PR #1251, opened 2025-06-08
[core] Stream.fromIteratorCatching

ahoy-jon:
follow-up of https://github.com/getkyo/kyo/pull/1222

* add `Stream.fromIteratorCatching[E]`
* rewrite `Stream.fromIterator` to use `Stream.fromIteratorCatching`

Note: previous implementation on `fromIterator` was passing the test on `Choice`, because `Stream.repeatPresent` is rechunking. `Choice` over map of impure/effectful construction is still on open subject (not for long).

### DIFF
--- a/kyo-core/shared/src/main/scala/kyo/StreamCoreExtensions.scala
+++ b/kyo-core/shared/src/main/scala/kyo/StreamCoreExtensions.scala
@@ -1,9 +1,9 @@
 package kyo
 
-import kyo.Async.defaultConcurrency
 import kyo.ChunkBuilder
 import kyo.kernel.ArrowEffect
-import scala.compiletime.*
+import scala.annotation.implicitNotFound
+import scala.util.NotGiven
 
 object StreamCoreExtensions:
     val defaultAsyncStreamBufferSize = 1024
@@ -30,10 +30,6 @@ object StreamCoreExtensions:
                         else Loop.done
         Abort.run(emit).unit
     end emitMaybeElementsFromChannel
-
-    type DefaultIfNothing[E, Default] = E match
-        case Nothing => Default
-        case _       => E
 
     extension (streamObj: Stream.type)
         /** Merges multiple streams asynchronously. Stream stops when all sources streams have completed.
@@ -77,7 +73,29 @@ object StreamCoreExtensions:
         def fromIterator[V](v: => Iterator[V], chunkSize: Int = Stream.DefaultChunkSize)(using
             Tag[Emit[Chunk[V]]],
             Frame
-        ): Stream[V, IO] = _fromIteratorCatching[Nothing](v, chunkSize)
+        ): Stream[V, IO] =
+            val stream: Stream[V, IO] < IO = IO:
+                val it      = v
+                val size    = chunkSize max 1
+                val builder = ChunkBuilder.init[V]
+
+                val pull: Chunk[V] < IO =
+                    IO:
+                        var count = 0
+                        while count < size && it.hasNext do
+                            builder.addOne(it.next())
+                            count += 1
+
+                        builder.result()
+
+                Stream:
+                    Loop.indexed: _ =>
+                        pull.map:
+                            case chunk if chunk.isEmpty => Loop.done
+                            case chunk                  => Emit.valueWith(chunk)(Loop.continue)
+
+            Stream(stream.map(_.emit)) // unwrap
+        end fromIterator
 
         /** Creates a stream from an iterator.
           *
@@ -92,25 +110,13 @@ object StreamCoreExtensions:
             frame: Frame
         )[V](v: => Iterator[V], chunkSize: Int = Stream.DefaultChunkSize)(using
             tag: Tag[Emit[Chunk[V]]],
-            ct: SafeClassTag[E]
+            ct: SafeClassTag[E],
+            @implicitNotFound(
+                "Missing type param on `fromIteratorCatching[E = SomeException](iterator, chunkSize)`." +
+                    "\n - Cannot catch Exceptions using `E = Nothing`." +
+                    "\n - `fromIteratorCatching[E = Throwable]` catches all Exceptions."
+            ) notNothing: NotGiven[E =:= Nothing]
         ): Stream[V, IO & Abort[E]] =
-            inline erasedValue[E] match
-                case _: Nothing =>
-                    error(
-                        "Missing type param on `fromIteratorCatching[E = SomeException](iterator, chunkSize)`." +
-                            "\n - Cannot catch Exceptions using `E = Nothing`." +
-                            "\n - `fromIteratorCatching[E = Throwable]` catches all Exceptions."
-                    )
-                case _ => _fromIteratorCatching[E](v, chunkSize)
-        end fromIteratorCatching
-
-        private def _fromIteratorCatching[E](using
-            Frame
-        )[V](v: => Iterator[V], chunkSize: Int)(using
-            tag: Tag[Emit[Chunk[V]]],
-            ct: SafeClassTag[E]
-        ): Stream[V, IO & Abort[E]] =
-
             val stream: Stream[V, (IO & Abort[E])] < IO = IO:
                 val it      = v
                 val size    = chunkSize max 1
@@ -137,7 +143,7 @@ object StreamCoreExtensions:
                                     Emit.valueWith(lastElements)(Abort.error(error))
 
             Stream(stream.map(_.emit)) // unwrap
-        end _fromIteratorCatching
+        end fromIteratorCatching
 
         /** Merges multiple streams asynchronously. Stream stops as soon as any of the source streams complete.
           *
--- a/kyo-core/shared/src/main/scala/kyo/StreamCoreExtensions.scala
+++ b/kyo-core/shared/src/main/scala/kyo/StreamCoreExtensions.scala
@@ -89,7 +89,7 @@ object StreamCoreExtensions:
                         builder.result()
 
                 Stream:
-                    Loop.indexed: _ =>
+                    Loop.foreach:
                         pull.map:
                             case chunk if chunk.isEmpty => Loop.done
                             case chunk                  => Emit.valueWith(chunk)(Loop.continue)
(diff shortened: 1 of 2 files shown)


kyo-core/shared/src/main/scala/kyo/StreamCoreExtensions.scala
```diff
@@ -30,6 +33,9 @@ object StreamCoreExtensions:
         Abort.run(emit).unit
     end emitMaybeElementsFromChannel
 
+    @implicitNotFound("You must specify a concrete type when using `fromIteratorCatching[SomeException]`")
+    type CheckIteratorCatching[E] = NotGiven[E =:= Nothing]
```
hearnadam: Perhaps we should have a `ErrorIsNot` typeclass to be used outside of this class? Up to you

kyo-core/shared/src/main/scala/kyo/StreamCoreExtensions.scala
```diff
@@ -69,28 +75,60 @@ object StreamCoreExtensions:
...
-                    val it      = v
-                    val size    = chunkSize max 1
-                    val builder = ChunkBuilder.init[V]
 
-                    Stream.repeatPresent(
-                        IO:
+            def toPanic[S, E <: Throwable, A](x: => A < (S & Abort[E])) =
+                Abort.recoverOrThrow(Abort.panic)(x)
+
+            fromIteratorCatching[Throwable](v, chunkSize).handle(toPanic)
```
hearnadam: Isn't this the correct approach?
```suggestion
            fromIteratorCatching[Nothing](v, chunkSize)
```

kyo-core/shared/src/test/scala/kyo/StreamCoreExtensionsTest.scala
```diff
@@ -216,29 +216,29 @@ class StreamCoreExtensionsTest extends Test:
             }
         }
 
-        def fromIteratorTests(bufferSize: Int): Unit =
-            s"bufferSize = $bufferSize" - {
+        def fromIteratorTests(chunkSize: Int): Unit =
+            s"bufferSize = $chunkSize" - {
```
hearnadam:
```suggestion
            s"chunkSize = $chunkSize" - {
```

kyo-core/shared/src/main/scala/kyo/StreamCoreExtensions.scala
```diff
@@ -69,28 +75,60 @@ object StreamCoreExtensions:
...
 
-                            val chunk = builder.result()
-                            Maybe.when(chunk.nonEmpty)(chunk)
-                    ).emit
+                            builder.result()
 
-        end fromIterator
+                Stream:
+                    Loop.indexed: _ =>
+                        Abort.run(pull).map:
```
hearnadam, line 142: I think it's also fine to drop the elements outside the chunk - that's what FS2 does I believe. But this approach is slightly nicer as a user.

ahoy-jon: and it's less dependent on `chunkSize`

kyo-core/shared/src/main/scala/kyo/StreamCoreExtensions.scala
ahoy-jon: I'm trying something "better"

ahoy-jon:
@hearnadam thank you for the review, found a better way to handle `E`.

kyo-core/shared/src/main/scala/kyo/StreamCoreExtensions.scala
ahoy-jon: Indeed, but with a private method.

kyo-core/shared/src/main/scala/kyo/StreamCoreExtensions.scala
```diff
@@ -69,28 +74,70 @@ object StreamCoreExtensions:
...
+          * @param chunkSize
+          *   Size of the chunks that the iterator will produce and the stream will read from
+          */
+        inline def fromIteratorCatching[E <: Throwable](using
+            frame: Frame
+        )[V](v: => Iterator[V], chunkSize: Int = Stream.DefaultChunkSize)(using
+            tag: Tag[Emit[Chunk[V]]],
+            ct: SafeClassTag[E]
+        ): Stream[V, IO & Abort[E]] =
+            inline erasedValue[E] match
```
fwbrasil: can we use `NotGiven` + `@implicitNotFound` instead? I think it'd be more clear

kyo-core/shared/src/main/scala/kyo/StreamCoreExtensions.scala
```diff
@@ -69,28 +74,70 @@ object StreamCoreExtensions:
...
+        def fromIterator[V](v: => Iterator[V], chunkSize: Int = Stream.DefaultChunkSize)(using
             Tag[Emit[Chunk[V]]],
             Frame
-        ): Stream[V, IO] =
-            Stream:
-                IO:
-                    val it      = v
-                    val size    = chunkSize max 1
-                    val builder = ChunkBuilder.init[V]
+        ): Stream[V, IO] = _fromIteratorCatching[Nothing](v, chunkSize)
```
fwbrasil: can we have a specialized version without error handling? It'd reduce overhead

kyo-core/shared/src/main/scala/kyo/StreamCoreExtensions.scala
```diff
@@ -69,28 +74,70 @@ object StreamCoreExtensions:
...
+                            builder.result()
+
+                Stream:
+                    Loop.indexed: _ =>
+                        Abort.run(pull).map:
+                            case Result.Success(chunk) if chunk.isEmpty => Loop.done
+                            case Result.Success(chunk)                  => Emit.valueWith(chunk)(Loop.continue)
+                            case error: Result.Error[E] @unchecked =>
+                                IO:
+                                    val lastElements: Chunk[V] = builder.result()
```
fwbrasil, line 147: Nice behavior!

kyo-core/shared/src/main/scala/kyo/StreamCoreExtensions.scala
ahoy-jon: I didn't know before `@implicitNotFound` could be used directly on the method param.

kyo-core/shared/src/main/scala/kyo/StreamCoreExtensions.scala
```diff
@@ -69,28 +70,80 @@ object StreamCoreExtensions:
...
+          *   Size of the chunks that the iterator will produce and the stream will read from
+          */
+        inline def fromIteratorCatching[E <: Throwable](using
+            frame: Frame
+        )[V](v: => Iterator[V], chunkSize: Int = Stream.DefaultChunkSize)(using
+            tag: Tag[Emit[Chunk[V]]],
+            ct: SafeClassTag[E],
+            @implicitNotFound(
+                "Missing type param on `fromIteratorCatching[E = SomeException](iterator, chunkSize)`." +
+                    "\n - Cannot catch Exceptions using `E = Nothing`." +
```
hearnadam: Perhaps pedantic, but this is not correct. `E =:= Nothing` will just let exceptions become Panics. This should be the same behavior of `fromIterator`, but this method just ensures that the start of the chunk is preserved.

It would be nice if we could have anti-inference typeclass (to avoid E always inferring as Nothing), but which would be ignored if explicitly set to Nothing...

kyo-core/shared/src/main/scala/kyo/StreamCoreExtensions.scala
```diff
@@ -69,28 +70,80 @@ object StreamCoreExtensions:
...
+                    IO:
+                        var count = 0
+                        while count < size && it.hasNext do
+                            builder.addOne(it.next())
+                            count += 1
+
+                        builder.result()
+
+                Stream:
+                    Loop.indexed: _ =>
```
hearnadam:
```suggestion
                    Loop.foreach:
```

kyo-core/shared/src/main/scala/kyo/StreamCoreExtensions.scala
```diff
@@ -69,28 +70,80 @@ object StreamCoreExtensions:
...
                                 count += 1
 
-                            val chunk = builder.result()
-                            Maybe.when(chunk.nonEmpty)(chunk)
-                    ).emit
+                            builder.result()
 
-        end fromIterator
+                Stream:
+                    Loop.indexed: _ =>
```
hearnadam:
```suggestion
                    Loop.foreach:
```

kyo-core/shared/src/main/scala/kyo/StreamCoreExtensions.scala
ahoy-jon: I don't mind being pedantic! The current message is:

```
Missing type param on `fromIteratorCatching[E = SomeException](iterator, chunkSize)`.
 - Cannot catch Exceptions using `E = Nothing`
 - `fromIteratorCatching[E = Throwable]` catches all Exceptions.
 ```
 
 Are you okay with:
 ```
 Missing *explicit* type param on `fromIteratorCatching[E = SomeException](iterator, chunkSize)`.
 - Cannot catch Exceptions as `Failure[E]` using `E = Nothing`, they are turned into `Panic`
          If you need this behaviour, use `fromIterator(iterator, chunkSize)` directly.
 - `fromIteratorCatching[E = Throwable]` catches all Exceptions.
``` 

> but this method just ensures that the start of the chunk is preserved.

Yes, even for `E =:= Nothing` , should I go back to a single implementation? (and test it)

---

I don't know how to make an anti-inference typeclass, that would be nice.

ahoy-jon: Tried something!

kyo-core/shared/src/test/scala/kyo/StreamCoreExtensionsTest.scala
```diff
@@ -268,12 +268,157 @@ class StreamCoreExtensionsTest extends Test:
...
+
+                    val panicTo42 = stream.handle(Abort.recoverError({
+                        case _: Result.Panic      => Emit.value(Chunk(42))
+                        case _: Result.Failure[?] => fail("should not happen")
+                    }))
+
+                    panicTo42.run.map: chunk =>
+                        assert(chunk == Chunk(0, 1, 2, 42))
+
+                }
```
ahoy-jon, line 288: @hearnadam so it's tested, we can use `fromIterator` instead of `fromIteratorCatching[Nothing]`.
########
- _Your goal_
Which lines above contain the word "match"? Show each of them.

- _Result_
-    type DefaultIfNothing[E, Default] = E match
-            inline erasedValue[E] match
+            inline erasedValue[E] match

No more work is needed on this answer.